# lowrance sideview??



## ezbite (May 25, 2006)

guess this is good as any place to ask if anyone has heard that lowrance is comming out with a side imaging sonar?? ive only heard rumors and cant seem to find anything online. im really interested in one. after all, when we troll boards, that where the fish be...beside, not below the boat


----------



## Lewzer (Apr 5, 2004)

scroll to bottom of page:

http://www.lowrance.com/HDS-Revolution


http://www.idofishing.com/forum/showflat.php/Number/749670/fpart/1/lowrance-side-imaging-is-coming

http://bbcboards.zeroforum.com/zerothread?id=384279


----------



## seapro (Sep 25, 2007)

They should be out soon. 

When I was talking to Greg Hackney and Jeremy Starks at the Northern Opens at Chesapeake, I was told that the Lowrance unit will be different then the Humminbird.
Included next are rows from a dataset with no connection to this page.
PR #95, opened 2020-10-07
Implement Go-like concurrency

omerfirmak:
Solves #41
Solves #40 
Solves #49

### DIFF
--- a/source/geod24/LocalRest.d
+++ b/source/geod24/LocalRest.d
@@ -590,7 +590,7 @@ public final class RemoteAPI (API, alias S = VibeJSONSerializer!()) : API
                                 control.filter = filter_api;
                                 break;
                             default:
-                                assert(0);
+                                assert(0, "Got invalid Variant.Type: " ~ msg.tag);
                         }
                     }
 
--- a/source/geod24/LocalRest.d
+++ b/source/geod24/LocalRest.d
@@ -231,6 +231,11 @@ public void runTask (void delegate() dg) nothrow
 public void sleep (Duration timeout) nothrow
 {
     assert(!isMainThread(), "Cannot call this function from the main thread");
+
+    // Duration.init (0.seconds) is infinite timeout, ignore
+    if (timeout == Duration.init)
+        return;
+
     scope sem = scheduler.new FiberBinarySemaphore();
     sem.wait(timeout);
 }
--- a/source/geod24/LocalRest.d
+++ b/source/geod24/LocalRest.d
@@ -179,9 +179,6 @@ private struct ArgWrapper (T...)
 /// We need a scheduler to simulate an event loop and to be re-entrant
 private C.FiberScheduler scheduler;
 
-/// Whether this is the main thread
-private bool is_main_thread;
-
 /***********************************************************************
 
     Check if the current context is running inside the main thread and
@@ -196,11 +193,8 @@ private bool isMainThread() nothrow
 {
     // we are in the main thread
     if (scheduler is null)
-    {
         scheduler = new C.FiberScheduler;
-        is_main_thread = true;
-    }
-    return is_main_thread;
+    return C.thisScheduler() is null;
 }
 
 /*******************************************************************************
--- a/source/geod24/LocalRest.d
+++ b/source/geod24/LocalRest.d
@@ -579,6 +579,8 @@ public final class RemoteAPI (API, alias S = VibeJSONSerializer!()) : API
                                 if (e.callback !is null)
                                     e.callback(node);
                                 exc.restart = e.restart;
+                                if (!e.restart)
+                                    chn.close();
                                 throw exc;
                             case Variant.Type.timeCommand:
                                 TimeCommand s = msg.time;
@@ -621,7 +623,6 @@ public final class RemoteAPI (API, alias S = VibeJSONSerializer!()) : API
                         break;
                 }
             }
-            chn.close();
         }
         catch (Throwable t)
         {
--- a/source/geod24/LocalRest.d
+++ b/source/geod24/LocalRest.d
@@ -236,8 +236,8 @@ public void sleep (Duration timeout) nothrow
     if (timeout == Duration.init)
         return;
 
-    scope sem = scheduler.new FiberBinarySemaphore();
-    sem.wait(timeout);
+    scope blocker = scheduler.new FiberBlocker();
+    blocker.wait(timeout);
 }
 
 /*******************************************************************************
--- a/source/geod24/LocalRest.d
+++ b/source/geod24/LocalRest.d
@@ -698,6 +698,23 @@ public final class RemoteAPI (API, alias S = VibeJSONSerializer!()) : API
 
         /***********************************************************************
 
+            Send `Variant` to peer in a Fiber
+
+            Param:
+                var = `Variant` to send
+
+        ***********************************************************************/
+
+        private void sendToPeer (Variant var)
+        {
+            if (isMainThread())
+                scheduler.start({ this.listen_chn.write(var); });
+            else
+                this.listen_chn.write(var);
+        }
+
+        /***********************************************************************
+
             Send an async message to the thread to immediately shut down.
 
             Params:
@@ -710,10 +727,7 @@ public final class RemoteAPI (API, alias S = VibeJSONSerializer!()) : API
         public void shutdown (void function (API) callback = null)
             @trusted
         {
-            if (isMainThread())
-                scheduler.start({ this.listen_chn.write(Variant(ShutdownCommand!API(callback, false))); });
-            else
-                this.listen_chn.write(Variant(ShutdownCommand!API(callback, false)));
+            sendToPeer(Variant(ShutdownCommand!API(callback, false)));
         }
 
         /***********************************************************************
@@ -733,10 +747,7 @@ public final class RemoteAPI (API, alias S = VibeJSONSerializer!()) : API
         public void restart (void function (API) callback = null)
             @trusted
         {
-            if (isMainThread())
-                scheduler.start({ this.listen_chn.write(Variant(ShutdownCommand!API(callback, true))); });
-            else
-                this.listen_chn.write(Variant(ShutdownCommand!API(callback, true)));
+            sendToPeer(Variant(ShutdownCommand!API(callback, true)));
         }
 
         /***********************************************************************
@@ -757,10 +768,7 @@ public final class RemoteAPI (API, alias S = VibeJSONSerializer!()) : API
 
         public void sleep (Duration d, bool dropMessages = false) @trusted
         {
-            if (isMainThread())
-                scheduler.start({ this.listen_chn.write(Variant(TimeCommand(d, dropMessages))); });
-            else
-                this.listen_chn.write(Variant(TimeCommand(d, dropMessages)));
+            sendToPeer(Variant(TimeCommand(d, dropMessages)));
         }
 
         /***********************************************************************
@@ -839,10 +847,7 @@ public final class RemoteAPI (API, alias S = VibeJSONSerializer!()) : API
                 enum mangled = getBestMatch!Overloads;
             }
 
-            if (isMainThread())
-                scheduler.start({ this.listen_chn.write(Variant(FilterAPI(mangled, pretty))); });
-            else
-                this.listen_chn.write(Variant(FilterAPI(mangled, pretty)));
+            sendToPeer(Variant(FilterAPI(mangled, pretty)));
         }
 
 
@@ -854,10 +859,7 @@ public final class RemoteAPI (API, alias S = VibeJSONSerializer!()) : API
 
         public void clearFilter () @trusted
         {
-            if (isMainThread())
-                scheduler.start({ this.listen_chn.write(Variant(FilterAPI(""))); });
-            else
-                this.listen_chn.write(Variant(FilterAPI("")));
+            sendToPeer(Variant(FilterAPI("")));
         }
 
         /***********************************************************************
--- a/source/geod24/LocalRest.d
+++ b/source/geod24/LocalRest.d
@@ -576,11 +576,11 @@ public final class RemoteAPI (API, alias S = VibeJSONSerializer!()) : API
                                 break;
                             case Variant.Type.shutdownCommand:
                                 ShutdownCommand!API e = msg.shutdown;
+                                if (!e.restart)
+                                    chn.close();
                                 if (e.callback !is null)
                                     e.callback(node);
                                 exc.restart = e.restart;
-                                if (!e.restart)
-                                    chn.close();
                                 throw exc;
                             case Variant.Type.timeCommand:
                                 TimeCommand s = msg.time;
--- a/source/geod24/LocalRest.d
+++ b/source/geod24/LocalRest.d
@@ -110,6 +110,17 @@ import std.traits : fullyQualifiedName, Parameters, ReturnType;
 import core.thread;
 import core.time;
 
+/// Data sent by the caller
+private struct Command
+{
+    /// Sequence id of Command
+    size_t id;
+    /// Method to call
+    string method;
+    /// Serialized arguments to the method
+    SerializedData args;
+}
+
 /// Ask the node to exhibit a certain behavior for a given time
 private struct TimeCommand
 {
@@ -117,6 +128,16 @@ private struct TimeCommand
     Duration dur;
     /// Whether or not affected messages should be dropped
     bool drop = false;
+}
+
+/// Ask the node to shut down
+private struct ShutdownCommand
+{
+    /// Any callback to call before the Node's destructor is called
+    void function (Object) callback;
+
+    /// Whether we're restarting or really shutting down
+    bool restart;
 }
 
 /// Filter out requests before they reach a node
@@ -150,6 +171,8 @@ private struct Response
 {
     /// Final status of a request (failed, timeout, success, etc)
     Status status;
+    /// Response id
+    size_t id;
     /// If `status == Status.Success`, the serialized return value.
     /// Otherwise, it contains `Exception.toString()`.
     SerializedData data;
@@ -176,6 +199,196 @@ private struct ArgWrapper (T...)
     T args;
 }
 
+// very simple & limited variant, to keep it performant.
+// should be replaced by a real Variant later
+private struct Variant
+{
+    this (Command msg) { this.cmd = msg; this.tag = Variant.Type.command; }
+    this (Response msg) { this.res = msg; this.tag = Variant.Type.response; }
+    this (FilterAPI msg) { this.filter = msg; this.tag = Variant.Type.filter; }
+    this (TimeCommand msg) { this.time = msg; this.tag = Variant.Type.timeCommand; }
+    this (ShutdownCommand msg) { this.shutdown = msg; this.tag = Variant.Type.shutdownCommand; }
+
+    union
+    {
+        Command cmd;
+        Response res;
+        FilterAPI filter;
+        TimeCommand time;
+        ShutdownCommand shutdown;
+    }
+
+    Type tag;
+
+    /// Type of a request
+    enum Type : ubyte
+    {
+        command,
+        response,
+        filter,
+        timeCommand,
+        shutdownCommand,
+    }
+}
+
+private alias CommandChn = C.Channel!Variant;
+private alias RespChn = C.Channel!Response;
+
+/// Represents a connection between a server and a client
+private class Connection
+{
+    ///
+    this () @trusted nothrow
+    {
+        this.command_chn = new CommandChn();
+        this.resp_chn = new RespChn();
+    }
+
+    /*******************************************************************************
+
+        Send a message over the Connection
+
+        Params:
+            T = Type of the message, should be support by the `Variant` type
+            msg = Message to be sent
+
+        Returns:
+            Success/failure
+
+    *******************************************************************************/
+
+    bool sendCommand (T) (T msg) @trusted
+    {
+        bool ret;
+
+        if (isMainThread())
+            scheduler.start({ ret = this.command_chn.write(Variant(msg)); });
+        else
+            ret = this.command_chn.write(Variant(msg));
+
+        return ret;
+    }
+
+    /*******************************************************************************
+
+        Get a unique id for a `Command` to be sent from this `Connection`
+
+        Returns:
+            Unique Command id
+
+    *******************************************************************************/
+
+    size_t getNextCommandId () @safe
+    {
+        return this.next_cmd_id++;
+    }
+
+    /*******************************************************************************
+
+        Wait for a `Response` with specific id
+
+        Params:
+            resp_id = Response id to wait for
+            timeout = optional timeout duration for the operation
+
+        Returns:
+            Response
+
+    *******************************************************************************/
+
+    Response waitResponse (size_t resp_id, Duration timeout = Duration.init) @trusted
+    {
+        if (isMainThread())
+        {
+            Response res;
+            scheduler.start({
+                // Loop until we get the Response we are looking for
+                while (this.resp_chn.read(res, timeout))
+                    if (res.id == resp_id)
+                        return;
+                res = Response(Status.Timeout, resp_id, SerializedData("Request timed-out"));
+            });
+            return res;
+        }
+        else
+        {
+            // Response may already be ready
+            if (auto existing_res = (resp_id in this.waiting_list))
+                return existing_res.res;
+
+            // Block while waiting the Response
+            auto blocker = C.thisScheduler().new FiberBlocker();
+            this.waiting_list[resp_id] = Waiting(blocker);
+            if (blocker.wait(timeout))
+                return this.waiting_list[resp_id].res;
+            else
+                return Response(Status.Timeout, resp_id, SerializedData("Request timed-out"));
+        }
+    }
+
+    /*******************************************************************************
+
+        Notify the task waiting for a Response
+
+        Params:
+            res = Newly arrived Response
+
+    *******************************************************************************/
+
+    void notifyWaiter (Response res)
+    {
+        // Is the waiting Fiber already blocked?
+        if (auto waiter = (res.id in this.waiting_list))
+        {
+            waiter.res = res;
+            waiter.blocker.notify();
+        }
+        else // Fiber is not yet blocked, create an entry for the related Fiber to use
+            this.waiting_list[res.id] = Waiting(null, res);
+    }
+
+    /*******************************************************************************
+
+        Close the `Channel`s associated with this `Connection`. Blocked `waitResponse`
+        calls will timeout and blocked `sendCommand` calls will fail
+
+    *******************************************************************************/
+
+    void close ()
+    {
+        this.command_chn.close();
+        this.resp_chn.close();
+    }
+
+    ///
+    private struct Waiting
+    {
+        C.FiberScheduler.FiberBlocker blocker;
+        Response res;
+    }
+
+    /// List of Fibers waiting for a Response from this Connection
+    private Waiting[size_t] waiting_list;
+
+    /// Next Command ID
+    private size_t next_cmd_id;
+
+    /// Channel to send `Command`s to
+    private CommandChn command_chn;
+
+    /// Channel to read `Response`s from
+    private RespChn resp_chn;
+}
+
+/// `Channel` type that the nodes will listen for new `Connection`s
+public alias BindChn = C.Channel!Connection;
+
+/// Thread local outgoing `Connection` list
+private Connection[RespChn] outgoing_conns;
+
+/// Thread local incoming `Connection` list
+private Connection[CommandChn] incoming_conns;
+
 /// We need a scheduler to simulate an event loop and to be re-entrant
 private C.FiberScheduler scheduler;
 
@@ -189,7 +402,7 @@ private C.FiberScheduler scheduler;
 
 ***********************************************************************/
 
-private bool isMainThread() nothrow
+private bool isMainThread () @trusted nothrow
 {
     // we are in the main thread
     if (scheduler is null)
@@ -330,61 +543,6 @@ public final class RemoteAPI (API, alias S = VibeJSONSerializer!()) : API
 {
     static assert (!serializerInvalidReason!(S).length, serializerInvalidReason!S);
 
-    alias RestChannel = C.Channel!Variant;
-
-    /// Ask the node to shut down
-    private struct ShutdownCommand (API)
-    {
-        /// Any callback to call before the Node's destructor is called
-        void function (API) callback;
-
-        /// Whether we're restarting or really shutting down
-        bool restart;
-    }
-
-    /// Data sent by the caller
-    private struct Command
-    {
-        /// Channel to be used when responding to this Command
-        RestChannel resp_chn;
-        /// Method to call
-        string method;
-        /// Serialized arguments to the method
-        SerializedData args;
-    }
-
-    // very simple & limited variant, to keep it performant.
-    // should be replaced by a real Variant later
-    static struct Variant
-    {
-        this (Command msg) { this.cmd = msg; this.tag = Variant.Type.command; }
-        this (Response msg) { this.res = msg; this.tag = Variant.Type.response; }
-        this (FilterAPI msg) { this.filter = msg; this.tag = Variant.Type.filter; }
-        this (TimeCommand msg) { this.time = msg; this.tag = Variant.Type.timeCommand; }
-        this (ShutdownCommand!API msg) { this.shutdown = msg; this.tag = Variant.Type.shutdownCommand; }
-
-        union
-        {
-            Command cmd;
-            Response res;
-            FilterAPI filter;
-            TimeCommand time;
-            ShutdownCommand!API shutdown;
-        }
-
-        Type tag;
-
-        /// Type of a request
-        enum Type : ubyte
-        {
-            command,
-            response,
-            filter,
-            timeCommand,
-            shutdownCommand,
-        }
-    }
-
     /***************************************************************************
 
         Instantiate a node and start it
@@ -415,7 +573,7 @@ public final class RemoteAPI (API, alias S = VibeJSONSerializer!()) : API
         CtorParams!Impl args, Duration timeout = Duration.init,
         string file = __FILE__, int line = __LINE__)
     {
-        auto chn = new RestChannel(16);
+        auto chn = new BindChn();
         new Thread(
         {
             spawned!(Impl)(chn, file, line, args);
@@ -443,10 +601,11 @@ public final class RemoteAPI (API, alias S = VibeJSONSerializer!()) : API
             cmd    = the command to run (contains the method name and the arguments)
             node   = the node to invoke the method on
             filter = used for filtering API calls (returns default response)
+            resp_chn = `Channel` to send the `Response` to
 
     ***************************************************************************/
 
-    private static void handleCommand (Command cmd, API node, FilterAPI filter)
+    private static void handleCommand (Command cmd, API node, FilterAPI filter, RespChn resp_chn)
     {
         switch (cmd.method)
         {
@@ -456,7 +615,7 @@ public final class RemoteAPI (API, alias S = VibeJSONSerializer!()) : API
                 mixin(
                 q{
                     case `%2$s`:
-                    Response res = Response(Status.Failed);
+                    Response res = Response(Status.Failed, cmd.id);
 
                     // Provide informative message in case of filtered method
                     if (cmd.method == filter.func_mangleof)
@@ -481,14 +640,12 @@ public final class RemoteAPI (API, alias S = VibeJSONSerializer!()) : API
                         }
                     }
 
-                    cmd.resp_chn.write(Variant(res));
-                    cmd.resp_chn.close();
+                    resp_chn.write(res);
                     return;
                 }.format(member, ovrld.mangleof));
             }
         default:
-            cmd.resp_chn.write(Variant(Response(Status.ClientFailed, SerializedData("Method not found"))));
-            cmd.resp_chn.close();
+            resp_chn.write(Response(Status.ClientFailed, cmd.id, SerializedData("Method not found")));
             break;
         }
     }
@@ -503,7 +660,7 @@ public final class RemoteAPI (API, alias S = VibeJSONSerializer!()) : API
 
        Params:
            Implementation = Type of the implementation to instantiate
-           chn = The channel on which to "listen" to receive new "connections"
+           bind_chn = The channel on which to "listen" to receive new "connections"
            file = Path to the file that spawned this node
            line = Line number in the `file` that spawned this node
            cargs = Arguments to `Implementation`'s constructor
@@ -511,7 +668,7 @@ public final class RemoteAPI (API, alias S = VibeJSONSerializer!()) : API
     ***************************************************************************/
 
     private static void spawned (Implementation) (
-        RestChannel chn, string file, int line, CtorParams!Implementation cargs)
+        BindChn bind_chn, string file, int line, CtorParams!Implementation cargs)
         nothrow
     {
         import std.datetime.systime : Clock, SysTime;
@@ -553,31 +710,83 @@ public final class RemoteAPI (API, alias S = VibeJSONSerializer!()) : API
             // Control the node behavior
             Control control;
 
+            struct AwaitingMessage
+            {
+                /// Message
+                Variant var;
+                /// Originating `Connection`
+                Connection conn;
+            }
             // we need to keep track of messages which were ignored when
             // node.sleep() was used, and then handle each message in sequence.
-            Variant[] await_msgs;
+            AwaitingMessage[] await_msgs;
 
             scheduler.start(() {
-                while (1)
+                C.SelectEntry[] read_list;
+                C.SelectEntry[] write_list;
+
+                while (true)
                 {
+                    Connection new_conn;
+                    Response res;
                     Variant msg;
-                    if (chn.read(msg, 10.msecs))
+
+                    read_list.length = 0;
+                    assumeSafeAppend(read_list);
+                    write_list.length = 0;
+                    assumeSafeAppend(write_list);
+
+                    foreach (ref conn; incoming_conns)
+                        if (!conn.command_chn.isClosed())
+                            read_list ~= C.SelectEntry(conn.command_chn, &msg);
+                    foreach (ref conn; outgoing_conns)
+                        if (!conn.resp_chn.isClosed())
+                            read_list ~= C.SelectEntry(conn.resp_chn, &res);
+                    read_list ~= C.SelectEntry(bind_chn, &new_conn);
+
+                    auto sel_ret = C.select(read_list, write_list, 10.msecs);
+
+                    if (!control.isSleeping())
                     {
+                        foreach (ref await_msg; await_msgs)
+                            handleCommand(await_msg.var.cmd, node, control.filter, await_msg.conn.resp_chn);
+                        await_msgs.length = 0;
+                        assumeSafeAppend(await_msgs);
+                    }
+
+                    if (!sel_ret.success)
+                        continue;
+
+                    // Bind chn
+                    if (cast(BindChn) read_list[sel_ret.id].selectable)
+                    {
+                        incoming_conns[new_conn.command_chn] = new_conn;
+                    }
+                    // Command
+                    else if (auto comm_chn = cast(CommandChn) read_list[sel_ret.id].selectable)
+                    {
+                        auto curr_conn = incoming_conns[comm_chn];
                         switch (msg.tag)
                         {
                             case Variant.Type.command:
                                 Command cmd = msg.cmd;
                                 if (!control.isSleeping())
                                     scheduler.spawn({
-                                        handleCommand(cmd, node, control.filter);
+                                        handleCommand(cmd, node, control.filter, curr_conn.resp_chn);
                                     });
                                 else if (!control.drop)
-                                    await_msgs ~= msg;
+                                    await_msgs ~= AwaitingMessage(msg, curr_conn);
                                 break;
                             case Variant.Type.shutdownCommand:
-                                ShutdownCommand!API e = msg.shutdown;
+                                ShutdownCommand e = msg.shutdown;
                                 if (!e.restart)
-                                    chn.close();
+                                {
+                                    bind_chn.close();
+                                    incoming_conns.each!((conn) => conn.close());
+                                }
+                                outgoing_conns.each!((conn) => conn.close());
+                                outgoing_conns.clear();
+
                                 if (e.callback !is null)
                                     e.callback(node);
                                 exc.restart = e.restart;
@@ -595,17 +804,10 @@ public final class RemoteAPI (API, alias S = VibeJSONSerializer!()) : API
                                 assert(0, "Got invalid Variant.Type: " ~ msg.tag);
                         }
                     }
-
-                    // now handle any leftover messages after any sleep() call
-                    if (!control.isSleeping())
+                    else if (auto resp_chn = cast(RespChn) read_list[sel_ret.id].selectable)
                     {
-                        foreach (ref await_msg; await_msgs)
-                        {
-                            if (await_msg.tag == Variant.Type.command)
-                                handleCommand(await_msg.cmd, node, control.filter);
-                        }
-                        await_msgs.length = 0;
-                        assumeSafeAppend(await_msgs);
+                        // Response
+                        outgoing_conns[resp_chn].notifyWaiter(res);
                     }
                 }
             });
@@ -642,7 +844,10 @@ public final class RemoteAPI (API, alias S = VibeJSONSerializer!()) : API
     private const Duration timeout;
 
     /// Main Channel that this Node will listen for incoming messages
-    private RestChannel listen_chn;
+    private BindChn bind_chn;
+
+    /// Connection between this instance and the node main thread
+    private Connection conn;
 
     /***************************************************************************
 
@@ -652,18 +857,28 @@ public final class RemoteAPI (API, alias S = VibeJSONSerializer!()) : API
         In order to instantiate a node, see the static `spawn` function.
 
         Params:
-          listen_chn = `RestChannel` of the node.
+          bind_chn = `BindChn` of the node.
                 This can usually be obtained by `geod24.concurrency.locate`.
           timeout = any timeout to use
 
     ***************************************************************************/
 
-    public this (Object listen_chn, Duration timeout = Duration.init)
-        @safe @nogc pure nothrow
+    public this (BindChn bind_chn, Duration timeout = Duration.init) @trusted nothrow
     {
-        this.listen_chn = cast(RestChannel) listen_chn;
+        import std.exception : assumeWontThrow;
+
+        this.bind_chn = bind_chn;
         this.timeout = timeout;
-        assert(this.listen_chn);
+        assert(bind_chn);
+
+        // Create a new Connection, register it and send it to the peer
+        // TODO: What to do when bind_chn is closed?
+        this.conn = new Connection();
+        outgoing_conns[this.conn.resp_chn] = this.conn;
+        if (isMainThread())
+            assumeWontThrow(scheduler.start({ bind_chn.write(this.conn); }));
+        else
+            bind_chn.write(this.conn);
     }
 
     /***************************************************************************
@@ -684,34 +899,16 @@ public final class RemoteAPI (API, alias S = VibeJSONSerializer!()) : API
     {
         /***********************************************************************
 
-            Returns the `Tid` this `RemoteAPI` wraps
+            Returns the `BindChn` main thread of this `RemoteAPI` listens to
+            for new `Connections`
 
             This can be useful for calling `geod24.concurrency.register` or similar.
-            Note that the `Tid` should not be used directly, as our event loop,
-            would error out on an unknown message.
 
         ***********************************************************************/
 
-        public RestChannel chn () @nogc pure nothrow
+        public BindChn chn () @nogc pure nothrow
         {
-            return this.listen_chn;
-        }
-
-        /***********************************************************************
-
-            Send `Variant` to peer in a Fiber
-
-            Param:
-                var = `Variant` to send
-
-        ***********************************************************************/
-
-        private void sendToPeer (Variant var)
-        {
-            if (isMainThread())
-                scheduler.start({ this.listen_chn.write(var); });
-            else
-                this.listen_chn.write(var);
+            return this.bind_chn;
         }
 
         /***********************************************************************
@@ -725,10 +922,10 @@ public final class RemoteAPI (API, alias S = VibeJSONSerializer!()) : API
 
         ***********************************************************************/
 
-        public void shutdown (void function (API) callback = null)
+        public void shutdown (void function (Object) callback = null)
             @trusted
         {
-            sendToPeer(Variant(ShutdownCommand!API(callback, false)));
+            this.conn.sendCommand(ShutdownCommand(callback, false));
         }
 
         /***********************************************************************
@@ -745,19 +942,15 @@ public final class RemoteAPI (API, alias S = VibeJSONSerializer!()) : API
 
         ***********************************************************************/
 
-        public void restart (void function (API) callback = null)
+        public void restart (void function (Object) callback = null)
             @trusted
         {
-            sendToPeer(Variant(ShutdownCommand!API(callback, true)));
+            this.conn.sendCommand(ShutdownCommand(callback, true));
         }
 
         /***********************************************************************
 
             Make the remote node sleep for `Duration`
-
-            The remote node will call `Thread.sleep`, becoming completely
-            unresponsive, potentially having multiple tasks hanging.
-            This is useful to simulate a delay or a network outage.
 
             Params:
               delay = Duration the node will sleep for
@@ -769,7 +962,7 @@ public final class RemoteAPI (API, alias S = VibeJSONSerializer!()) : API
 
         public void sleep (Duration d, bool dropMessages = false) @trusted
         {
-            sendToPeer(Variant(TimeCommand(d, dropMessages)));
+            this.conn.sendCommand(TimeCommand(d, dropMessages));
         }
 
         /***********************************************************************
@@ -848,7 +1041,7 @@ public final class RemoteAPI (API, alias S = VibeJSONSerializer!()) : API
                 enum mangled = getBestMatch!Overloads;
             }
 
-            sendToPeer(Variant(FilterAPI(mangled, pretty)));
+            this.conn.sendCommand(FilterAPI(mangled, pretty));
         }
 
 
@@ -860,7 +1053,7 @@ public final class RemoteAPI (API, alias S = VibeJSONSerializer!()) : API
 
         public void clearFilter () @trusted
         {
-            sendToPeer(Variant(FilterAPI("")));
+            this.conn.sendCommand(FilterAPI(""));
         }
 
         /***********************************************************************
@@ -883,7 +1076,7 @@ public final class RemoteAPI (API, alias S = VibeJSONSerializer!()) : API
 
         public void withTimeout (Dg) (Duration timeout, scope Dg dg)
         {
-            scope api = new RemoteAPI(this.listen_chn, timeout);
+            scope api = new RemoteAPI(this.bind_chn, timeout);
             static assert(is(typeof({ dg(api); })),
                           "Provided argument of type `" ~ Dg.stringof ~
                           "` is not callable with argument type `scope " ~
@@ -912,28 +1105,11 @@ public final class RemoteAPI (API, alias S = VibeJSONSerializer!()) : API
                     // this overload needs to be
                     auto res = () @trusted {
                         auto serialized = S.serialize(ArgWrapper!(Parameters!ovrld)(params));
-                        auto resp_chn = new RestChannel(4);
-                        auto command = Command(resp_chn, ovrld.mangleof, SerializedData(serialized));
+                        auto command = Command(this.conn.getNextCommandId(), ovrld.mangleof, SerializedData(serialized));
 
-                        Response sendCommandAndWaitResponse ()
-                        {
-                            Variant var;
-                            if(!this.listen_chn.write(Variant(command)))
-                                throw new Exception("Connection with peer closed");
-                            if (resp_chn.read(var, this.timeout))
-                                return var.res;
-                            else
-                                return Response(Status.Timeout, SerializedData("Request timed-out"));
-                        }
-
-                        Response res;
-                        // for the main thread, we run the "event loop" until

The Humminbird shows shadows of trees and rocks ect..,. The Lowrance will actually show the structure and not the shadow of the structure!!%


----------



## Skunkedagain (Apr 10, 2004)

From what I saw on tv the Lowrance will only look out to one side.


----------



## Hook N Book (Apr 7, 2004)

I had briefly talked with Steve (Got one) about the new setup he has and he indicated that upgrades were coming in the near future for the sideview technology. Maybe he has something to add here.


----------